A Phase 1 Study of the Safety, Tolerability and Pharmacokinetics of ABT-126 in Subjects With Alzheimer's Disease

• Safety and tolerability assessments [ Time Frame: From Day 1 through Day 17 ] [ Designated as safety issue: Yes ]
  vital signs, electrocardiogram (ECG), neurological examination, laboratory tests, number of subjects with adverse events, Columbia-Suicide Severity Rating Scale (C-SSRS)
  
  

• Pharmacokinetic evaluation profile [ Time Frame: Blood collection prior to, and at 0.5, 1, 1.5, 2, 3, 4, 6, 9, 12, 16, 24, 72, 120, and 168 hours after dosing on Day 10 ] [ Designated as safety issue: No ]
  Area under curve (AUC), maximum concentration(Cmax), minimum concetration (Cmin), time to peak concentration (Tmax), half-life(t1/2), clearance (CL/F)
  
  

This is a double-blind, placebo-controlled, randomized, multiple-dose, parallel group, multicenter study. Up to 20 male and female subjects with mild to moderate Alzheimer's disease (AD) who are taking stable doses of acetylcholinesterase inhibitors will be enrolled in this study. The study will be conducted in up to four sites. Within 28 days prior to study drug administration, subjects will be screened based on National Institute of Neurological and Communicative Disorders and Stroke/Alzheimer's Disease and Related Disorders Association (NINCDS/ADRDA) criteria for probable AD, Mini-Mental State Examination (MMSE) and Modified Hachinski Ischemic Scale (MHIS) scores, medical history, physical examination, neurological examination, vital signs, ECG, laboratory tests and response to Columbia-Suicide Severity Rating Scale (C-SSRS).

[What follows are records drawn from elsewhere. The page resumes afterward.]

PR #1980, opened 2024-06-18
feat: Use official graphql java 22 version

eocantu:
### :pencil: Description

Follow up to https://github.com/ExpediaGroup/graphql-kotlin/pull/1967 to use an official graphql java release.

### DIFF
--- a/executions/graphql-kotlin-dataloader-instrumentation/build.gradle.kts
+++ b/executions/graphql-kotlin-dataloader-instrumentation/build.gradle.kts
@@ -9,6 +9,7 @@ dependencies {
     api(libs.graphql.java) {
         exclude(group = "com.graphql-java", module = "java-dataloader")
     }
+    testImplementation(projects.graphqlKotlinServer)
     testImplementation(libs.reactor.core)
     testImplementation(libs.reactor.extensions)
 }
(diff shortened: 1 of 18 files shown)


executions/graphql-kotlin-dataloader-instrumentation/build.gradle.kts
```diff
@@ -9,6 +9,7 @@ dependencies {
     api(libs.graphql.java) {
         exclude(group = "com.graphql-java", module = "java-dataloader")
     }
+    testImplementation(projects.graphqlKotlinServer)
```
dariuszkuc, line 12: why do you need to bring this dependency?

eocantu: It's to have access to the [dataFetchingEnvironmentExtensions](https://github.com/ExpediaGroup/graphql-kotlin/blob/master/servers/graphql-kotlin-server/src/main/kotlin/com/expediagroup/graphql/server/extensions/dataFetchingEnvironmentExtensions.kt) in the tests.

dariuszkuc: I think it is somewhat problematic as you end up with cyclic dependency -> i.e. `graphql-kotlin-server` depends on `graphql-kotlin-dataloader-instrumentation` as API dependency ([link](https://github.com/ExpediaGroup/graphql-kotlin/blob/master/servers/graphql-kotlin-server/build.gradle.kts#L13)) and we depend here on the server as a test dependency.

Guessing Gradle is smart enough to handle the API vs test dependency.... but I'd avoid it and either copy over the extension locally to one of the tests or simply do what extension does....

dariuszkuc (approved):

PR #1989, opened 2024-06-27
chore(deps): use springboot 3.2.x for now

samuelAndalon:


tapaderster (approved):

eocantu (approved):

dariuszkuc:
Why the downgrade?

richeyh:
> Why the downgrade?

spring boot 3.3 introduced the brave 5 -> 6 major upgrade which may not have any problems in this library but can be problematic for teams using this that have custom integrations with brave.

eocantu:
> Why the downgrade?

Spring Boot 3.3 brings in a new major version of Brave 6 and we want to minimize the impact. Apps should still be able to pull in spring boot 3.3 if they desire.

Issue #2037, opened 2024-09-28
Ktor 3.xx support


ronjunevaldoz:
**Is your feature request related to a problem? Please describe.**
8.0.0 is currently based on ktor 2.x.x

**Describe the solution you'd like**
I'd like to have a full support for ktor 3.x.x

timemanx:
@ronjunevaldoz, @TheDome0 I created #2066 on top of @TheDome0's PR.
It passes all the build checks and works for me too.

If possible, could you check whether it works for you.

PR #2055, opened 2024-11-10
upgrade to ktor 3

TheDome0:
### :link: Related Issues
https://github.com/ExpediaGroup/graphql-kotlin/issues/2037

### DIFF
--- a/gradle/libs.versions.toml
+++ b/gradle/libs.versions.toml
@@ -12,7 +12,7 @@ kotlinx-benchmark = "0.4.11"
 kotlinx-coroutines = "1.8.1"
 # TODO kotlin 1.9 upgrade: fix GraphQLTestUtils and GenerateKotlinxClientIT
 kotlinx-serialization = "1.6.3"
-ktor = "2.3.12"
+ktor = "3.0.1"
 fastjson2 = "2.0.53"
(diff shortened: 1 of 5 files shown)


TheDome0:
there are still three tests failing, two of them due to an NPE in `KtorGraphQLRequestParser` where I'm not really sure what's happening

ronjunevaldoz:
any update on this one  :)

TheDome0:
No, because in v9 I ran into a different problematic issue where you cannot have a class which implements an interface as a response for graphql queries.

`ConflictingTypesException: Conflicting class names in schema generation [class com.example.TestError, class com.example.TestError]`
```kotlin
sealed interface Err {
    val message: String
}

data object TestError: Err {
    override val message: String = "Test error"
}

class TestQueries : Query {
    suspend fun test(): TestError = TestError
}
```

Removing the message property from the interface fixes it, but there are also other situations like implementing multiple interfaces (typical error union setup) where this happens.

I tried adding a custom willgenerateGraphQLType hook but then I'm getting `You have redefined the type 'TestError' from being a 'GraphQLObjectType' to a 'GraphQLObjectType'`.

And this does not happen in v8 / prior to Kotlin 2.0

https://github.com/TheDome0/graphql-repros

PR #2079, opened 2025-04-10
feat: SingletonPropertyDataFetcher, avoid allocating a PropertyDataFetcher per property per graphql operation

samuelAndalon:
### :pencil: Description

Inspired by https://github.com/graphql-java/graphql-java/pull/3754.
Currently, graphql-kotlin, through the [KotlinDataFetcherFactoryProvider](https://github.com/ExpediaGroup/graphql-kotlin/blob/master/generator/graphql-kotlin-schema-generator/src/main/kotlin/com/expediagroup/graphql/generator/execution/KotlinDataFetcherFactoryProvider.kt#L62) creates a [PropertyDataFetcher](https://github.com/ExpediaGroup/graphql-kotlin/blob/master/generator/graphql-kotlin-schema-generator/src/main/kotlin/com/expediagroup/graphql/generator/execution/PropertyDataFetcher.kt) per source's property.

This instance is created [every single time ](https://github.com/graphql-java/graphql-java/blob/master/src/main/java/graphql/schema/GraphQLCodeRegistry.java#L100)the graphql-java [DataFetcherFactory](https://github.com/graphql-java/graphql-java/blob/master/src/main/java/graphql/schema/DataFetcherFactory.java) is invoked, which happens to be on runtime per property per graphql-operation.

This PR will introduce a new object class `SingletonPropertyDataFetcher` which will host its own  singleton factory that will always return `SingletonPropertyDataFetcher` which will store all `KProperty.Getter<*>`s in a ConcurrentHashMap.

Instead of just replacing the SimpleKotlinDataFetcherFactoryProvider, I am creating a new one, to avoid breaking changes, and to allow users to decide what they want, this switch might come with a cost, we are avoiding object allocations, in favor of a singleton that will possibly hold thousands of `KProperty.Getter<*>`s.

### DIFF
--- a/servers/graphql-kotlin-spring-server/src/main/kotlin/com/expediagroup/graphql/server/spring/GraphQLExecutionConfiguration.kt
+++ b/servers/graphql-kotlin-spring-server/src/main/kotlin/com/expediagroup/graphql/server/spring/GraphQLExecutionConfiguration.kt
@@ -1,5 +1,5 @@
 /*
- * Copyright 2022 Expedia, Inc
+ * Copyright 2025 Expedia, Inc
  *
  * Licensed under the Apache License, Version 2.0 (the "License");
  * you may not use this file except in compliance with the License.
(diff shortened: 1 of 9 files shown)


servers/graphql-kotlin-spring-server/src/main/kotlin/com/expediagroup/graphql/server/spring/GraphQLExecutionConfiguration.kt
```diff
@@ -42,7 +42,7 @@ class GraphQLExecutionConfiguration {
     @Bean
     @ConditionalOnMissingBean
     fun dataFetcherFactoryProvider(applicationContext: ApplicationContext): KotlinDataFetcherFactoryProvider =
-        SpringKotlinDataFetcherFactoryProvider(applicationContext)
+        SpringSingletonKotlinDataFetcherFactoryProvider(applicationContext)
```
samuelAndalon, line 45: by default use `SpringSingletonKotlinDataFetcherFactoryProvider` if no `KotlinDataFetcherFactoryProvider` bean is in the context.

tapaderster: should this be an opt-in instead and become default in future releases?

tapaderster (approved):

richeyh (approved):

PR #2088, opened 2025-04-14
feat: add label as optional arg to @override directive

Samjin:
Support federation v2.7. Here's [directive details](https://www.apollographql.com/docs/graphos/schema-design/federated-schemas/reference/directives)
Support [progressive @override directive](https://www.apollographql.com/docs/graphos/schema-design/federated-schemas/reference/directives#progressive-override). 

These directives will require specific federation versions to generate schema. 

1. `@authenticate` directive is generated from `2.5+` 
2. `@requiresScopes` directive is generated from `2.5+` 
3. `@policy` directive is generated from `2.6+` 
4. `@composeDirective` directive is generated from `2.1+` 
5. `@interfaceObject ` directive is generated from `2.6+` 
6. `@override` directive with 2nd argument of `label` from `2.7`

### DIFF
--- a/examples/client/server/src/main/kotlin/com/expediagroup/graphql/examples/client/server/FederatedQuery.kt
+++ b/examples/client/server/src/main/kotlin/com/expediagroup/graphql/examples/client/server/FederatedQuery.kt
@@ -96,7 +96,7 @@ data class ProductVariation(
 data class User(
     @ExternalDirective
     val email: String,
-    @OverrideDirective(from = "users", label = "Migrating name field")
+    @OverrideDirective(from = "users")
     val name: String,
     @ExternalDirective
     val totalProductsCreated: Int? = null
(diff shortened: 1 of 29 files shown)


dariuszkuc:
Currently this lib allows you specify you own custom `@link` federation spec import -> this change does not account for this and will update directive definitions even if folks specifically target older versions of federation

Samjin:
> Currently this lib allows you specify you own custom `@link` federation spec import -> this change does not account for this and will update directive definitions even if folks specifically target older versions of federation

Had a brief discussion, the plan is to check if progressive override label would work with older fed version from composition. if not, we'll have to check fed version per directives to make sure they are correctly generated.

Samjin:
Somehow fed `2.7.5` with Router `1.47.0` 
but `2.7.2` with `v1.45.1` worked. 
https://www.apollographql.com/docs/graphos/routing/federation-version-support

PR #2317, opened 2026-05-17
SY-4175: Fix root user role assignment and refactor auth service

pjdotson:
# Issue Pull Request

## Linear Issue

[SY-4175](sy-4175-root-user-from-updated-configyaml-has-no-owner-role)

## Description

Refactor user, auth, and RBAC service and clears up behavior for assignment of root users:
- make sure there is only one root user
- make sure that the root user has the `"Owner"` role
- make sure root user will rotate username / password based off of the provided password and key.

## Basic Readiness

<h3>Greptile Summary</h3>

This PR refactors the auth, user, and RBAC services to consolidate credential management and introduce a robust startup-time root-user reconciliation flow. The `InsecureCredentials`/`KV` split is replaced with a single `auth.Service` and a primitive `Writer`, and root-user lifecycle is handled by the new `reconcileRootUser` function in the user service.

- **Auth service rewrite**: `KV` authenticator replaced by `auth.Service` + `Writer`. `hashPassword` now propagates bcrypt errors verbatim (fixing a previous `ErrInvalidCredentials` misclassification); `Authenticate` returns non-`ErrNotFound` storage errors as-is; `ChangePassword` maps `ErrNotFound → ErrInvalidCredentials` so `ensureAuthSync` can correctly distinguish rotate-vs-register paths.
- **Root-user reconciliation**: `provisionRoot` replaced by `reconcileRootUser` which enforces exactly-one-root, username/password rotation, non-root user promotion, and stale-root demotion — all in a single transaction per startup. `rbac.OpenService` gains `assignOwnerToRoots` for idempotent Owner-role assignment.
- **API fixes**: `ChangePassword` in `api/auth/auth.go` now correctly authenticates with the old password before calling `Writer.ChangePassword` with the new one (previously it passed the old password as the new value). `Writer.Create` now returns `(User, error)` and rejects `RootUser=true` through the public API.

Subjects will be divided into two groups of 10 subjects each. In each group, 8 subjects will receive ABT-126 and two subjects will receive matching placebo. Group 1 will be administered Dose 1 of ABT-126 or placebo. Group 2 will be administered Dose 2 ABT-126 or placebo. All doses will be administered once daily in the morning for 10 days.